Unexpected clinical events may necessitate prompt extraction of the enteroscope. If the procedure has been performed under monitored anesthesia care, the patient in an unexpected life threatening emergency situation may require endotracheal intubation. In this circumstance, the enteroscope may be left in place until tracheal intubation is accomplished. Withdrawal can then follow. Please note that emergency withdrawal will inherently require extra time to perform if the enteroscope is well advanced into the small bowel and pleated onto the scope. Removal efforts are directed at freeing the pleated bowel. If this is not accomplished, there is risk of intussusception. The first step is to insufflate the lumen with CO2 and water. The water will provide lubrication. Backward rotation is maintained as the enteroscope is slowly pulled out. Tip deflection in all directions may enable unpleating of the bowel and the withdrawal. The same precautions must be taken when the 80 cm mark is noted at the mouthpiece. Withdrawal must be interrupted at this point. With active backward rotation maintained, the tip of the enteroscope must be seen to first exit the duodenum and pass through the pylorus into the antrum before resuming withdrawal with backward rotation into and through the esophagus. The patient’s neck should be straightened to ease passage through the esophagopharyngeal segment.

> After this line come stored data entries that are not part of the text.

PR #158, opened 2017-05-01
bump gcp deps

danielnorberg:
Latest datastore + bigtable libs + required deps

### DIFF
--- a/styx-api-service/src/test/java/com/spotify/styx/api/BackfillResourceTest.java
+++ b/styx-api-service/src/test/java/com/spotify/styx/api/BackfillResourceTest.java
@@ -87,7 +87,7 @@ public class BackfillResourceTest extends VersionedApiTest {
 
   private AggregateStorage storage = new AggregateStorage(
       bigtable,
-      localDatastore.options().service(),
+      localDatastore.getOptions().getService(),
       Duration.ZERO);
 
   private static final Backfill BACKFILL_1 = Backfill.newBuilder()
@@ -140,7 +140,7 @@ public class BackfillResourceTest extends VersionedApiTest {
   @AfterClass
   public static void tearDownClass() throws Exception {
     if (localDatastore != null) {
-      localDatastore.stop();
+      localDatastore.stop(org.threeten.bp.Duration.ofSeconds(30));
     }
   }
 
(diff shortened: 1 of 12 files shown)


danielnorberg:
@bergman PTAL

styx-api-service/src/test/java/com/spotify/styx/api/BackfillResourceTest.java
```diff
@@ -140,7 +141,11 @@ public static void setUpClass() throws Exception {
   @AfterClass
   public static void tearDownClass() throws Exception {
     if (localDatastore != null) {
-      localDatastore.stop();
+      try {
+        localDatastore.stop(org.threeten.bp.Duration.ofSeconds(30));
```
bergman: This looks like a weird place to find joda-time.

styx-common/src/main/java/com/spotify/styx/storage/DatastoreStorage.java
```diff
@@ -22,10 +22,10 @@
 
 import static com.spotify.styx.serialization.Json.OBJECT_MAPPER;
 
+import com.google.cloud.Timestamp;
```
bergman: is Timestamp the new DateTime? Are they compatible?

styx-api-service/src/test/java/com/spotify/styx/api/BackfillResourceTest.java
danielnorberg: it's not joda-time but a library with a few backports of the new java 8 time api classes. I guess the datastore library uses it to not require java 8.

styx-common/src/main/java/com/spotify/styx/storage/DatastoreStorage.java
danielnorberg: Afaict yes http://googlecloudplatform.github.io/google-cloud-java/0.17.1/apidocs/com/google/cloud/datastore/BaseEntity.html#getTimestamp-java.lang.String-

danielnorberg:
Ran this against real datastore & bigtable, was able to successfully trigger and run a workflow etc.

Loss of power or other major equipment failure such as a cable break or motor failure will stop the spiral segment from rotating. Similar to emergency withdrawal, removal of the enteroscope will take extra-time to accomplish. It is important to insufflate the bowel in order to release the pleated portions from the scope. This is accomplished by instilling CO2 or air as well as water for lubrication directly through the scope channel. Tubing may be connected via luer lock to the working channel or syringes may be used. Once insufflation is apparent, the scope is slowly withdrawn. Fluoroscopy may be used to monitor effective insufflation and avoid excessive insufflation. Tip deflection in all directions may facilitate unpleating of the bowel. If there is resistance to withdrawal, pulling should halt followed by a pause, additional insufflation or instillation of water performed, followed by forward pushing 5-10 cm before gentle pulling withdrawal is re-initiated. When the 80 cm mark is noted exiting the mouthpiece, extra effort at tip deflection to release the scope from the duodenum and pylorus is performed before the final pull through the esophagus. Neck straightening is needed to aid esophagopharyngeal passage.
Detachment with loss of the spiral tube
If the spiral tube becomes released from the scope attachment rotational activity within the lumen will cease. Pull the enteroscope until the spiral tube has completely separated from the scope and obtain an optimum field of view. The pleated bowel must be released by using gas insufflation and water as the scope is withdrawn. If the spiral tube becomes completely separated from the scope and free within the lumen, retrieval efforts are made similar to extraction of a foreign body using forceps or inflated balloon at the distal end of the spiral tube. The enteroscope with captured spiral tube are slowly withdrawn. Failure to retrieve the spiral tube may require surgical removal.
Do not, under any circumstances, forcefully withdraw the enteroscope. Instead, allow the pleated bowl to be unraveled off of the spiral segment through backward rotation.